From the records below, pull each line that has "removed".
━━━━━━━━━━━━━━━━━━━━
PR #1264, opened 2018-10-08
update_production.sh: stop apache at the beginning, start it at the end

### LINKED ISSUE #1237: Loading results page during cache preparation results in broken page
When a user requests the results page after `clear_cache` and while running `refresh_results_cache`, the results page is rendered with missing data (resulting in missing distribution bars) and is then cached as such and returned on further page loads.
The cache should be overwritten with the correct data on `refresh_results_cache`.

karyon:
fixes #1237

we noticed that anything else would be unsafe.

what's missing is putting apache into some kind of maintenance mode, but right now i don't want to do that and it's kind of out of scope for evap.

### DIFF
--- a/deployment/update_production.sh
+++ b/deployment/update_production.sh
@@ -4,6 +4,9 @@ cd `dirname $0`/.. # change to root directory
 
 sudo -H -u evap git fetch
 
+# Note that apache should not be running during most of the upgrade,
+# since then e.g. the backup might be incomplete or the code does not
+# match the database layout, or https://github.com/fsr-itse/EvaP/issues/1237.
 sudo service apache2 stop
 
 # argument 1 is the filename for the backupfile.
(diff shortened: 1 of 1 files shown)


deployment/update_production.sh
```diff
@@ -14,20 +18,17 @@ if [ $# -eq 1 ] # if there is exactly one argument
...
 sudo -H -u evap pip3 install --user -r requirements.txt
 sudo -H -u evap ./manage.py compilemessages
 sudo -H -u evap ./manage.py collectstatic --noinput
 sudo -H -u evap ./manage.py compress --verbosity=0
 sudo -H -u evap ./manage.py migrate
-# reload only after static files are updated, so the new code finds all the files it expects.
-# also, reload after migrations happened. see https://github.com/fsr-itse/EvaP/pull/817 for a discussion.
-sudo service apache2 reload
-# update caches. this can take minutes but doesn't need a reload.
 sudo -H -u evap ./manage.py clear_cache
```
He3lixxx: Maybe link the issue so we will never fall for this again?

karyon: like this?

PR #1266, opened 2018-10-15
Don't scroll to page start on language change, fixes #1265

### LINKED ISSUE #1265: Don't scroll to page start on language change
In `evap/evaluation/templates/navbar.html:76`, we have the language buttons (html anchors). Removing the `href="#"` attribute is legal in html5 and will prevent the browser from scrolling to the top of the page. Also, modern browsers will then scroll back to the same position after reloading the page, which increases usability. Thus, we should remove the `href` attributes there.

BenBals:


karyon:
hey, the author of your commit is lars kappert...? you might want to fix that before have that in our master for all eternity :)

BenBals:
I have looked into the problem and even though I did not find it's cause, I was able to change the author information.

PR #1269, opened 2018-10-15
Set Course.last_modified_user only when saving the course form (#1097)

### LINKED ISSUE #1097: Set Course.last_modified_user only when saving the course form
Course.`last_modified_user` should only be set if some user edits the course through the course edit form. At the same time, the `last_modified_time` should be set manually to the current time.

Currently, `helper_semester_course_operation_start` sets the last_modified_time but not the user, but it should set neither. `update_courses` sets both, but should set neither. The `cronjob_user` is used for that, it can be removed completely (basically, create a migration that reverts `0053_create_cronjob_user.py`). `last_modified_time` is currently set automatically by django (`auto_now=True`), this would need to be changed.

This will partly revert https://github.com/fsr-itse/EvaP/pull/845. Rationale: According to @janno42, the `last_modified_user` is used to determine who to talk to in case of questions. If some staff user changes the state of a course that's of no interest, and the cronjob user is not helping at all in that regard.

jkhlr:
Fixes #1097

- `course.last_modified_time` and `course.last_modified_user` are now only updated if changes are made through `staff.CourseForm` or `contributor.CourseForm`
- if neither the values of the form, nor the values of the contributor formset are changed, `course.last_modified_time` and `course.last_modified_user` are not updated
- the user `cronjob` has been removed

I hope I didn't break anything! ;)


evap/evaluation/migrations/0085_auto_20181015_1908.py
```diff
@@ -0,0 +1,28 @@
+# Generated by Django 2.0.9 on 2018-10-15 19:08
+
+from django.db import migrations, models
```
karyon: can you give the migration a more descriptive filename?

evap/evaluation/migrations/0085_auto_20181015_1908.py
```diff
@@ -0,0 +1,28 @@
...
+import django.utils.timezone
+
+
+def delete_cronjob_user(apps, _schema_editor):
+    UserProfile = apps.get_model('evaluation', 'UserProfile')
+    try:
+        UserProfile.objects.get(username='cronjob').delete()
+    except UserProfile.DoesNotExist:
+        pass
```
karyon: i would expect the user to always exist, so no need for the error handling.

please add a reverse part to the migration (for examples, search for `reverse_code` in the migrations). that is, when the migration is undone (e.g. in order to go back to an older revision to debug things), the cronjob user would need to be created again.

evap/staff/forms.py
```diff
@@ -134,19 +135,13 @@ class CourseForm(forms.ModelForm):
         label=_("General questions")
     )
     semester = forms.ModelChoiceField(Semester.objects.all(), disabled=True, required=False, widget=forms.HiddenInput())
-
-    # the following field is needed, because the auto_now=True for last_modified_time makes the corresponding field
-    # uneditable and so it can't be displayed in the model form
-    # see https://docs.djangoproject.com/en/dev/ref/models/fields/#datefield for details
-    last_modified_time_2 = forms.DateTimeField(label=_("Last modified"), required=False, localize=True, disabled=True)
-    # last_modified_user would usually get a select widget but should here be displayed as a readonly CharField instead
-    last_modified_user_2 = forms.CharField(label=_("Last modified by"), required=False, disabled=True)
```
karyon: nice!

evap/evaluation/migrations/0085_auto_20181015_1908.py
jkhlr: sure!

evap/evaluation/migrations/0085_auto_20181015_1908.py
jkhlr: makes sense... i added a reverse_code function

karyon:
you lost the migration again :) (and in case you didn't change that in the meantime, you need to reference the create method in the RunPython line)

jkhlr:
> you lost the migration again :) (and in case you didn't change that in the meantime, you need to reference the create method in the RunPython line)

oh, sorry :o 
fixed!

evap/contributor/views.py
```diff
@@ -135,8 +134,12 @@ def course_edit(request, course_id):
         if post_operation not in ('save', 'approve'):
             raise SuspiciousOperation("Invalid POST operation")
 
-        course_form.save(user=user)
-        formset.save()
+        if course_form.has_changed():
+            course_form.save(user=request.user)
+        elif formset.has_changed():
```
He3lixxx: This `elif` will break if a user changes both, the `formset` and the `course_form`. You probably want something like:

```
if course_form.has_changed() or formset.has_changed():
    # Save form, even if only formset has changed, to update last_modified_user
    course_form.save(user=request.user)

if formset.has_changed():
    formset.save()
```

Also, since we are obivously missing a tests for this case, would you mind adding one? Otherwise, I would add one, if you don't want to.

evap/staff/views.py
```diff
@@ -651,9 +651,12 @@ def notify_reward_points(grantings, **_kwargs):
 
         if course.state in ['evaluated', 'reviewed'] and course.is_in_evaluation_period:
             course.reopen_evaluation()
+
         if form.has_changed():
             form.save(user=request.user)
-        if formset.has_changed():
+        elif formset.has_changed():
```
He3lixxx: Same as above.

evap/contributor/views.py
jkhlr: Hey, thanks for the review! you are totally right, I flipped around the order of the conditions here 😬 I changed it to 
```
if formset.has_changed():
    formset.save()
    # Save form, even if only formset has changed, to update last_modified_user
    form.save(user=request.user)
elif form.has_changed():
    form.save(user=request.user)
```
which should be equivalent to your proposal, right?

I also added tests for both cases (formset changed, nothing changed)

evap/evaluation/migrations/0085_delete_cronjob_user.py
```diff
@@ -0,0 +1,32 @@
...
+def create_cronjob_user(apps, _schema_editor):
+    UserProfile = apps.get_model('evaluation', 'UserProfile')
+
+    UserProfile.objects.create(username="cronjob")
+
+
+def delete_cronjob_user(apps, _schema_editor):
+    UserProfile = apps.get_model('evaluation', 'UserProfile')
+
+    UserProfile.objects.get(username="cronjob").delete()
```
janno42: this migration fails because the `UserProfileManager` excludes the cronjob user by default (see https://github.com/fsr-itse/EvaP/blob/master/evap/evaluation/models.py#L882).
please make sure to remove all occurrences in the `UserProfileManager` as well.

jkhlr: @janno42 I think I took care of that: https://github.com/fsr-itse/EvaP/pull/1269/files#diff-293b09da50fa9fc3f6f832c04020b4c9L881

jkhlr:
@janno42 
> `last_modified_user` and `last_modified_time` are currently also updated if no data was changed, but staff only used the form to approve the course.
> as stated in the issue, the information should not be changed if the "save and approve" operation only consists of the course approval.
I am not sure if I implemented this behavior correctly, I added a test to check the functionality: https://github.com/fsr-itse/EvaP/pull/1269/files#diff-75573cf7a4c2b0667ee437d73897ac1aR1084
Is that correct?

evap/evaluation/migrations/0085_delete_cronjob_user.py
janno42: can you run the migration locally? it fails on my testing system.

jkhlr: I deleted my local database, recreated it and ran all migrations successfully. Does a user with username `cronjob` exist on your testing system before this migration is applied?

janno42:
i need to check that again but in my short test yesterday, opening a course form and clicking "save and approve" without any further changes did update the values.

jkhlr:
> i need to check that again but in my short test yesterday, opening a course form and clicking "save and approve" without any further changes did update the values.

@janno42 I can reproduce this. The reason seems to be that the `order` attribute of a `contribution` is not properly set (it is 0 for all instances) in the sample data. In the frontend, the hidden `order` field is then populated with the right value (through JS, I guess), which triggers a change in the formset and updates the timestamp the first time a course is saved (approval does not make a difference). Any subsequent save/approval does not update the timestamp. When creating a new course through the frontend, this does not happen (because the `order` fields are then already populated correctly by the frontend). 

This means that the problem is not really existent, it just occurs because of the incorrect sample data. If you want, I can update the sample data, so that this problem is also solved on the dev instances.

evap/evaluation/migrations/0085_delete_cronjob_user.py
He3lixxx: Interesting. I had this failure too, though it was because I messed up my local database somewhere in between. reload_testdata worked fine. I think the issue is that (before this pr) we don't have a cronjob user in our test_data.json (I didn't find it, at least). Thus, when we do reload testdata, we get:

- reset
- migrate (creates cronjob user)
- flush (deletes cronjob user)
- loaddata (doesn't create cronjob user, since it is not in the testdata.json)
- ...

Thus, the migration fails as the user simply does not exist. Can @karyon or @janno42 verify?

evap/evaluation/migrations/0085_auto_20181015_1908.py
janno42: just saw this - we can either add the few lines again to prevent the migration fail on testing systems or (as it is not important for production) we could argue that testing instances need to be reset after applying this pr.

janno42:
Another remark: Please remove the merge commit from this pr and instead rebase on the current master if you depend on any changes that have been made in between.

jkhlr:
> Another remark: Please remove the merge commit from this pr and instead rebase on the current master if you depend on any changes that have been made in between.

done. I hope this PR is now ready to be merged :)

jkhlr:
@janno42 there's another thing I noticed: in the `test_data`, there are some contributions which have `null` as a contributor (e.g. pk=3994). These contributions apparently are not rendered in the form. Do you know why they exist? they make it hard to order the `test_data` correctly...

karyon:
that's the `general contribution`, used for questions that are not linked to a individual contributor (we call them course questions)

evap/contributor/views.py
```diff
@@ -130,13 +129,16 @@ def course_edit(request, course_id):
...
             raise SuspiciousOperation("Invalid POST operation")
 
-        course_form.save(user=user)
-        formset.save()
+        if formset.has_changed():
+            formset.save()
+            # Save form, even if only formset has changed, to update last_modified_user
+            course_form.save(user=request.user)
+        elif course_form.has_changed():
+            course_form.save(user=request.user)
```
karyon: so the comment you added made me think: we're not doing anything complicated. if we need to explain this with a comment, maybe it's not the right way.

what about this:
```
if course_form.has_changed() or formset.has_changed():
    course.form.instance.set_last_modified_user(request.user)
course_form.save()
formset.save()

```
no need to explain anything here i think. `set_last_modified_user` would also set the time, and output the log message. in that message, we would lose the information that it's been a contributor or a staff member, but i don't think that's important. calling the save methods unconditionally is kind of unnecessary, but well, we do that everywhere else as well.

i also thought about
```
set_last_modified_user =  course_form.has_changed() or formset.has_changed():
course_form.save(set_last_modified_user, request.user)
formset.save()
```
to document that a course form save should probably also set the last_modified_user, but then again that's misleading since a formset save should also update it, right?

janno42: i prefer the first suggestion. having just one message without information whether the current user is contributor or staff is perfectly fine - we still have the username in there.

evap/contributor/views.py
```diff
@@ -130,13 +129,16 @@ def course_edit(request, course_id):
...
 
         if post_operation == 'approve':
```
janno42: since you're already on this: maybe you could also improve the following lines so when approving the course without any further changes it shows a message `"Successfully approved course."`? we would then have three different messages for update / approve / update and approve. it would be less misleading than the current message.

evap/staff/forms.py
```diff
@@ -134,19 +135,13 @@ class CourseForm(forms.ModelForm):
...
+    last_modified_user_name = forms.CharField(disabled=True, required=False)
```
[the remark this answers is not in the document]
janno42: true. please make sure the labels are translated.

evap/staff/views.py
```diff
@@ -651,10 +651,13 @@ def notify_reward_points(grantings, **_kwargs):
...
             course.reopen_evaluation()
-        if form.has_changed():
-            form.save(user=request.user)
+
         if formset.has_changed():
             formset.save()
+            # Save form, even if only formset has changed, to update last_modified_user
+            form.save(user=request.user)
+        elif form.has_changed():
+            form.save(user=request.user)
```
janno42: remember to apply all changes resulting from https://github.com/fsr-itse/EvaP/pull/1269/files#r226777525 here as well.

evap/evaluation/tests/tools.py
```diff
@@ -63,10 +66,22 @@ def create_course_with_responsible_and_editor(course_id=None):
     contributor = mommy.make(UserProfile, username='responsible')
     editor = mommy.make(UserProfile, username='editor')
 
+    in_one_hour = (timezone.now() + timedelta(hours=1)).replace(second=0, microsecond=0)
+    tomorrow = (timezone.now() + timedelta(days=1)).date
+    course_params = dict(
+        state='prepared',
+        degrees=[mommy.make(Degree)],
+        vote_start_datetime=in_one_hour,
+        vote_end_date=tomorrow
```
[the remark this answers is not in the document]
jkhlr: @karyon My idea here was to make sure that the data generated for tests is realistic: It is not possible to create a Course with with a `vote_start_datetime` in the future through the app, so why should a factory by default violate this validation logic? There are indeed some other tests (e.g. `test_contributor_course_edit) that faced the same problem. Is there any case in which `timezone.now()` is actually a useful value for `vote_start_datetime`?
The same goes for second and microsecond: it is not possible to set them to a value different than `0` through the app.
If you still feel like it would be better to revert these changes and put the logic into the TestCase, I would also be fine with that.

evap/evaluation/tests/tools.py
```diff
@@ -63,10 +66,22 @@ def create_course_with_responsible_and_editor(course_id=None):
...
     if course_id:
-        course = mommy.make(Course, state='prepared', degrees=[mommy.make(Degree)], id=course_id)
-    else:
-        course = mommy.make(Course, state='prepared', degrees=[mommy.make(Degree)])
+        course_params['id'] = course_id
+
+    course = mommy.make(
+        Course,
+        **course_params
+    )
```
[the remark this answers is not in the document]
jkhlr: ok ;)

evap/staff/tests/test_views.py
```diff
@@ -1053,6 +1053,60 @@ def test_last_modified_user(self):
...
+            user=test_user.username,
+            status=200
+        )
+        form = page.forms["course-form"]
+
+        # Change label of the first contribution
+        form['contributions-0-label'] = 'test_label'
+        form.submit(name="operation", value="approve")
+
+        self.course = Course.objects.get(pk=self.course.pk)
```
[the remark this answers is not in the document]
jkhlr: I fixed that, thanks for pointing it out!

evap/staff/tests/test_views.py
```diff
@@ -1053,6 +1053,60 @@ def test_last_modified_user(self):
...
+        last_modified_time_before = self.course.last_modified_time
+
+        test_user = mommy.make(
+            UserProfile,
+            username='approve_test_user',
+            groups=[Group.objects.get(name='Manager')]
+        )
+
+        page = self.app.get(
+            '/staff/semester/{}/course/{}/edit'.format(self.course.semester.pk, self.course.pk),
```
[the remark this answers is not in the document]
jkhlr: fixed

evap/staff/forms.py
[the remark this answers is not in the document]
jkhlr: Oh I'm sorry, I totally forgot that! 😬 fixed!

evap/contributor/views.py
jkhlr: I think a lot of complexity here is caused by the fact that the view deals with both the form and the formset. I don't really see a reason why the formset should not be handled by the form itself. This way, the form would always know if it has to update the `last_modified` timestamp or not....
But since this PR already got big enough, I implemented @karyon's first suggestion (with a little modification to better deal with the "only approve" requirement).

evap/contributor/views.py
jkhlr: done!

evap/staff/views.py
jkhlr: done!

evap/evaluation/tests/tools.py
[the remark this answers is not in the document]
karyon: thanks. my idea was to not specify anything that the tests do not rely on. if we start adding code that in the end is not needed for the tests to do their thing, that's noise that makes the signal harder to see and understand. e.g. the microsecond thing, our code has no reason to not handle that correctly. if in the future it does not handle that anymore, then it's 100% reasonable to add it, but now it's just additional code that a programmer new to the project might wonder whether it has any significance.

but your point about realistic data is valid, too. i guess we need someone more senior to decide on that :D on a more serious note, i think i still prefer "my" approach, but yours is fine as well, so it's your call. 

note that while contributors must set the start date to the future, and the end date after the start date, staff members do not have the former restriction, only the latter. so they can set both the start and end date into the past. also, when anyone sets the dates, then waits for these dates to pass, and then opens the course again, they would have a form with both dates in the past. the only thing that should really not be possible is an end date that's smaller than the start date. `timezone.now()` might be useful if you want to create an evaluation that should start immediately.

evap/staff/tests/test_views.py
```diff
@@ -915,6 +913,10 @@ def setUpTestData(cls):
         # This is necessary so that the call to is_single_result does not fail.
         responsible = mommy.make(UserProfile)
         cls.contribution = mommy.make(Contribution, course=cls.course, contributor=responsible, responsible=True, can_edit=True, comment_visibility=Contribution.ALL_COMMENTS)
+        cls.url = reverse('staff:course_edit', args=[cls.course.semester.pk, cls.course.pk])
```
karyon: that's not a bad idea in general, but right now every view testcase has this `url` class variable by convention. i'm not 100% sure that's the best we can do, but would stick to it for consistency until we make a different decision.

evap/contributor/tests/test_views.py
```diff
@@ -220,3 +220,37 @@ def test_information_message(self):
...
+        """
+        self.assertIsNone(self.course.last_modified_user)
+        last_modified_time_before = self.course.last_modified_time
+
+        page = self.app.get(self.url, user='responsible', status=200)
+        form = page.forms["course-form"]
+        form.submit(name="operation", value="approve")
+
+        self.course = Course.objects.get(pk=self.course.pk)
+        self.assertIsNone(self.course.last_modified_user)
```
karyon: perhaps assert that the state actually changed? otherwise the form might have thrown an error and we wouldn't notice.

evap/staff/views.py
```diff
@@ -651,16 +653,21 @@ def notify_reward_points(grantings, **_kwargs):
...
         if course.state in ['evaluated', 'reviewed'] and course.is_in_evaluation_period:
             course.reopen_evaluation()
-        if form.has_changed():
-            form.save(user=request.user)
-        if formset.has_changed():
-            formset.save()
+
+        form_has_changed = form.has_changed() or formset.has_changed()
+
+        if form_has_changed:
```
karyon: i would prefer this variable to be inlined, because it doesn't add much value and is more text to parse, but you don't need to change it.

evap/staff/tests/test_views.py
```diff
@@ -1038,6 +1040,52 @@ def test_last_modified_user(self):
...
+            username='approve_test_user',
+            groups=[Group.objects.get(name='Manager')]
+        )
+
+        page = self.app.get(self.url, user=test_user, status=200)
+        form = page.forms["course-form"]
+        form.submit(name="operation", value="approve")
+
+        self.course = Course.objects.get(pk=self.course.pk)
+        self.assertEqual(self.course.last_modified_user, last_modified_user_before)
```
karyon: same here

karyon:
regarding the form handling the formset, that sounds like an idea worth investigating. no need to do that in this PR (or you doing that at all), but i'd be interested in details of your suggestion, let's talk about that the next time we meet.

evap/staff/views.py
jkhlr: `form_has_changed` is reused later (l.667), that's why I did not inline it

evap/contributor/tests/test_views.py
jkhlr: good point! I will change that...

evap/staff/views.py
karyon: oh, right.

evap/evaluation/tests/tools.py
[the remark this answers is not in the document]
jkhlr: just to put it into context: my motivation for this change was that [this test](https://github.com/fsr-itse/EvaP/pull/1269/files/99cf84e234e63647664b3fea84c9a2a69747a17e#diff-ac9ab9135a427edac9993bc57dd13dceR243) failed: the form always submits a datetime with seconds=0 and microseconds=0, so the form submission would always trigger a change, even though we are only approving the course (and the form submission would generally fail, because `mommy`s default `vote_start_datetime = timezone.now()` is already in the past when we do the request)

karyon:
please check the codacy report. feel free to ignore the setUp thing and "too many branches" warning.

jkhlr:
juhuuu 🎉

karyon:
thanks a lot! by the way, you got from zero to a top ten PR (when looking at the numbers of comments) within a week! that certainly doesn't mean anything helpful, but it's still cool.

He3lixxx:
:tada:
━━━━━━━━━━━━━━━━━━━━
> **Answer space**:
Currently, `helper_semester_course_operation_start` sets the last_modified_time but not the user, but it should set neither. `update_courses` sets both, but should set neither. The `cronjob_user` is used for that, it can be removed completely (basically, create a migration that reverts `0053_create_cronjob_user.py`). `last_modified_time` is currently set automatically by django (`auto_now=True`), this would need to be changed.
- the user `cronjob` has been removed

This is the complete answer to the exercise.